Mungil Tapi Perkasa: Inilah Juara Kelas Berat Terpendek yang Pernah Ada

Senin, 09 Oktober 2023 - 08:49 WIB
loading...
A A A
3. JOHN L. SULLIVAN
Tinggi badan: 179 cm
Aktif: 1879-92
Rekor 38-1-1, 32 KO
Tahun Berkuasa: 1888-92.
Latar belakang: Boston Strong Boy telah berevolusi menjadi legenda, namun dia adalah manusia biasa. Mereka yang pernah dihajar olehnya akan menceritakannya kepada Anda jika mereka masih hidup. Sullivan tidak tinggi tetapi dia adalah seorang yang tebal dan kuat seberat 190 pon. Dan meskipun dia bukan petinju yang paling terampil menurut standar saat ini, penggunaan kekerasannya sangat efektif.

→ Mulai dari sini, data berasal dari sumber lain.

PR #141, opened 2023-01-23
Chapter 9 production polish

joelostblom:
Not too much in this chapter. Are we changing ggplot plots to altair or leaving as is? We could make 9.10 an interactive figure instead of faceted to make it a bit less busy if we want, but I think it is good as is too.

### DIFF
--- a/source/clustering.md
+++ b/source/clustering.md
@@ -169,8 +169,14 @@ Now we can load and preview the data.
 ```{code-cell} ipython3
 :tags: ["remove-cell"]
 from myst_nb import glue
-data = pd.read_csv('data/toy_penguins.csv')
-data
+import pandas as pd
+
+data = pd.read_csv(
+    'data/toy_penguins.csv'
+).replace(
+    [2, 3],
+    [0, 2]
+)
 ```
 
 ```{code-cell} ipython3
--- a/source/clustering.md
+++ b/source/clustering.md
@@ -15,27 +15,14 @@ kernelspec:
 (clustering)=
 # Clustering
 
-
-```{code-cell} ipython3
-
-import pandas as pd
-import numpy as np
-import random
-from sklearn.preprocessing import StandardScaler
-from sklearn.compose import make_column_transformer
-
-import altair as alt
-
-```
-
 ```{code-cell} ipython3
 :tags: ["remove-cell"]
 import warnings
 warnings.filterwarnings("ignore", category=FutureWarning)
 ```
 
-
 ## Overview
+
 As part of exploratory data analysis, it is often helpful to see if there are
 meaningful subgroups (or *clusters*) in the data.
 This grouping can be used for many purposes,
--- a/source/clustering.md
+++ b/source/clustering.md
@@ -16,7 +16,8 @@ kernelspec:
 # Clustering
 
 ```{code-cell} ipython3
-:tags: ["remove-cell"]
+:tags: [remove-cell]
+
 import warnings
 warnings.filterwarnings("ignore", category=FutureWarning)
 ```
@@ -167,7 +168,8 @@ np.random.seed(149)
 Now we can load and preview the data.
 
 ```{code-cell} ipython3
-:tags: ["remove-cell"]
+:tags: [remove-cell]
+
 from myst_nb import glue
 import pandas as pd
 
@@ -197,11 +199,11 @@ scatter_plot = alt.Chart(penguin_data).mark_circle().encode(
     x=alt.X("flipper_length_standardized", title="Flipper Length (standardized)"),
     y=alt.Y("bill_length_standardized", title="Bill Length (standardized)")
 )
-
 ```
 
 ```{code-cell} ipython3
-:tags: ["remove-cell"]
+:tags: [remove-cell]
+
 glue('scatter_plot', scatter_plot, display=True)
 ```
 
@@ -244,11 +246,8 @@ This procedure will separate the data into groups;
 {numref}`colored_scatter_plot` shows these groups
 denoted by colored scatter points.
 
-
-
-
 ```{code-cell} ipython3
-:tags: ["remove-cell"]
+:tags: [remove-cell]
 
 colored_scatter_plot = alt.Chart(data).mark_circle().encode(
     x=alt.X("flipper_length_standardized", title="Flipper Length (standardized)"),
@@ -289,7 +288,8 @@ have.
 ### Measuring cluster quality
 
 ```{code-cell} ipython3
-:tags: ["remove-cell"]
+:tags: [remove-cell]
+
 clus = data[data["cluster"] == 2].loc[:,["bill_length_standardized", "flipper_length_standardized"]]
 ```
 
@@ -316,7 +316,7 @@ Then we would compute the coordinates, $\mu_x$ and $\mu_y$, of the cluster cente
 $\mu_x = \frac{1}{4}(x_1+x_2+x_3+x_4) \quad \mu_y = \frac{1}{4}(y_1+y_2+y_3+y_4)$
 
 ```{code-cell} ipython3
-:tags: ["remove-cell"]
+:tags: [remove-cell]
 
 clus_rows = clus.shape[0]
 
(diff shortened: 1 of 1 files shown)


source/clustering.md
```diff
@@ -678,95 +654,60 @@ The data colored by the cluster assignments returned by K-means.
...
+# Create an empty list
+inertias = []
 
-If we take a look at our data frame `penguin_clust_ks` now,
-we see that it has two columns: one with the value for K,
-and the other holding the clustering model objects.
+ks = range(1, 10)
+for k in ks:
+    # Save the computed inertia for each k
+    inertias.append(KMeans(n_clusters=k).fit(standardized_data).inertia_)
```
joelostblom: I think this is more straight-forward than the current approach with apply. Since we already are teaching for loops in chapter 10 I thought it made sense to have one here too. We can of course discuss removing them at both places if we don't think we need them.

source/clustering.md
```diff
@@ -785,61 +726,27 @@ A plot showing the total WSSD versus the number of clusters.
...
+
+> **Note:** It is rare that the KMeans function from scikit-learn
+> gets stuck in a bad solution,
+> because the selection of the centroid starting points
+> is optimized to prevent this from happening.
+> If you still find yourself in a situation where you have a bump in the elbow plot,
+> you can increase the `n_init` parameter above the default value of 10
+> to try more different starting points for the centroids.
+> The larger the value the better from an analysis perspective,
+> but there is a trade-off that doing many clusterings could take a long time.
```
joelostblom: Since the default in sklearn is that everything works as expected, I thought it was better to move this to a note instead of starting with an odd formulation of the params that we wouldn't actually use often.

source/clustering.md
```diff
@@ -290,9 +274,9 @@ where we can easily visualize the clusters on a scatter plot, we can give
 human-made labels to the groups using their positions on
 the plot:
 
-- small flipper length and small bill length (<font color="#D55E00">orange cluster</font>),
-- small flipper length and large bill length (<font color="#0072B2">blue cluster</font>).
-- and large flipper length and large bill  length (<font color="#F0E442">yellow cluster</font>).
+- small flipper length and small bill length (<font color="#4c78a8">blue cluster</font>),
```
trevorcampbell: These labels are not correct I don't think -- randomness changed

source/clustering.md
```diff
@@ -585,9 +569,13 @@ using `fit_transform()`
 
 
 ```{code-cell} ipython3
+from sklearn.preprocessing import StandardScaler
+
 scaler = StandardScaler()
 standardized_data = pd.DataFrame(
-    scaler.fit_transform(not_standardized_data), columns = ['bill_length_mm', 'flipper_length_mm'])
+    scaler.fit_transform(not_standardized_data),
```
trevorcampbell: See the new chapters 5,6,7,8 and try to make the use of StandardScaler / preprocessing follow the same pattern as there

we use make_column_transformer there if i recall

source/clustering.md
```diff
@@ -598,38 +586,31 @@ standardized_data
...
+In machine learning terms,
+we usually say that we "label" each data points
+as belonging to one of these clusters,
+and these labels are contained in the `labels_` attribute of the clustering object.
 
 ```{code-cell} ipython3
-predictions = penguin_clust.predict(standardized_data)
-predictions
-
+labels = penguin_clust.labels_
```
trevorcampbell, line 613: this does not print -- should make it print. otherwise it's not clear what it is

source/clustering.md
```diff
@@ -678,95 +654,60 @@ The data colored by the cluster assignments returned by K-means.
...
-As mentioned above, we also need to select K by finding
-where the "elbow" occurs in the plot of total WSSD versus the number of clusters.
-We can obtain the total WSSD (inertia) from our
-clustering using `.inertia_` function. For example:
+As mentioned above,
+instead of arbitrarily setting K to a number as we did above,
+we can find the best value for K
+by finding where the "elbow" occurs in the plot of total WSSD versus the number of clusters.
+The total WSSD is stored in the `.inertia_` attribute
+of the clustering object ("inertia" is another term for WSSD).
```
trevorcampbell: I have never heard anyone use the name "inertia" -- so I might change this wording to say something like "this is what scikit-learn calls wssd"

source/clustering.md
```diff
@@ -678,95 +654,60 @@ The data colored by the cluster assignments returned by K-means.
...
+To create this dataframe,
+we will use what is called a "for loop"
+where we repeat an operation a number of times.
+Here is an examples of a for loop that simply prints each number from 1-9:
 
 ```{code-cell} ipython3
-import numpy as np
-penguin_clust_ks = pd.DataFrame({"k": np.array(range(1, 10)).transpose()})
+numbers = range(1, 10)
+for number in numbers:
```
trevorcampbell: we don't teach for loops in this class (in fact, we can't! we can talk offline about it if you want)

but to your point in the conversation thread: unfortunately we have to remove for loops from both chapters. 

try to find a reasonable way to accomplish the same thing w/o loops

source/clustering.md
trevorcampbell: see my other comment, but yeah unfortunately we cannot cover for loops

source/clustering.md
```diff
@@ -785,61 +726,27 @@ A plot showing the total WSSD versus the number of clusters.
 ```{index} K-means; init argument
 ```
 
-It looks like 3 clusters is the right choice for this data.
-But why is there a "bump" in the total WSSD plot here?
```
trevorcampbell, line 789: We should keep this example... I'm not sure why it was removed here

You can feel free to seed-hack (in a hidden cell) as much as you like to recreate the example

source/clustering.md
trevorcampbell: > Since the default in sklearn is that everything works as expected

I don't know what that means. Kmeans in sklearn is initialized using Kmeans++, which is not bullet-proof -- you can still end up in local optima. It's just less likely. But it's still important to explain to students (in simpler terms) that Kmeans is a local optimizer, it doesn't find the global optimum and can output different answers each time.

There's no need to replicate the R book exactly (in terms of code), though

Honestly it might be neat to cover Kmeans++ in an optional section (but that's for the future -- no need to do it now. Just open an issue to remind us about the idea later. )

trevorcampbell (changes requested):
Looks pretty good! Some changes requested

trevorcampbell:
> Are we changing ggplot plots to altair or leaving as is? 

I think it's OK to leave as-is for now, but at some point we should re-make them in altair. Open an issue for it please :)

> We could make 9.10 an interactive figure instead of faceted to make it a bit less busy if we want, but I think it is good as is too.

No interactive figs, this is going to go in a hardcopy book at some point most likely so we want to keep things static as much as possible

source/clustering.md
joelostblom: Good catch! Forgot to update them after changing this plot to be consistent with the clustering plot further down.

source/clustering.md
joelostblom: Changed to list comprehension as in ch 10. I think it is more succinct and easier to understand that for loops here even!

source/clustering.md
joelostblom: See my reply to your next comment

source/clustering.md
joelostblom: The point I am trying to make is that with the default sklearn Kmeans param of using Kmeans++ for initialization and 10 runs by default, it is **very** unlikely to get stuck in a local minimum. In fact, I tried seed-hacking with the 10,000 first seed and not a single one resulted in a bump on the chart.

I agree with you that it is important to mention that K-means is a local optimizer, but the example used was contrived and not a realistic scenario of parameter combinations that the students are ever likely to use. That is why I removed the example and still explained the signs of sub-optimal local optimization in the added text.

Of note, scikit-learn is changing the default number of runs in 1.4 to be 1 for kmeans++ (I ran with `n_iter=1` through the 10,000 first seeds here as well and still there was only 3.5% of cases resulting in a bump on the chart, but possibly when we updrade to 1.4 we could seedhack our way to a bump):

image

Code for reference

```py
sum([
    (pd.Series([
        KMeans(n_clusters=k, random_state=seed, n_init=1).fit(standardized_data).inertia_
        for k in range(1, 10)
    ]).diff() > 0).any()
    for seed in range(10_000)
])
```

joelostblom (commented):
@trevorcampbell Thanks for the comments, ready for a second look!

trevorcampbell (approved):
I'm still not 100% happy with removing the bump example -- I don't buy your arguments regarding kmeans++. If it can happen 3.5% of the time when initializing once, that's absolutely frequent enough that I'd want to cover it. Even just keeping this in sync with the R version is enough of a reason for me.

But it's not worth delaying the PR for it. I may go in and edit it later on a second global pass through the book.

Memang, seperti yang diceritakan dalam cerita, dia menyombongkan diri, "Saya bisa menjilat bajingan mana pun di rumah ini." Dan, demi Tuhan, dia memang bisa. Dia memulai rangkaian juara kelas berat pada akhir tahun 1880-an, dengan lawan dan tanggal yang masih diperdebatkan. Yang tidak diragukan lagi adalah malam ketika ia kehilangan gelar juaranya. Sullivan setuju untuk mempertahankan gelarnya melawan James J. Corbett pada 7 September 1992 di New Orleans. Corbett adalah jenis petarung bermodel baru, seorang petinju yang lebih mengandalkan tipu muslihat daripada kekuatan. Sullivan tidak memiliki alat untuk bersaing dengan petinju yang memiliki teknik seperti itu dan dihentikan dalam 21 ronde. Dia tidak pernah bertarung lagi

3. ROCKY MARCIANO
Tinggi badan: 179 cm
Aktif: 1947-55
Rekor 49-0, 43 KO
Tahun Berkuasa: 1952-55
Latar belakang: Marciano hanya memiliki karier selama 8,5 tahun, namun ia benar-benar memberikan kesan yang kuat. Brockton Blockbuster dikenal karena kondisinya yang luar biasa, ketahanan dan kekuatannya yang luar biasa, terlepas dari perawakannya yang pendek. Dia bertarung dengan berat badan 80,7 kg - yang tidak terpikirkan oleh seorang atlet kelas berat saat ini - namun banyak lawannya yang tidak lebih berat. Dia hanya memiliki jangkauan 172 cm, satu inci lebih panjang dari Manny Pacquiao.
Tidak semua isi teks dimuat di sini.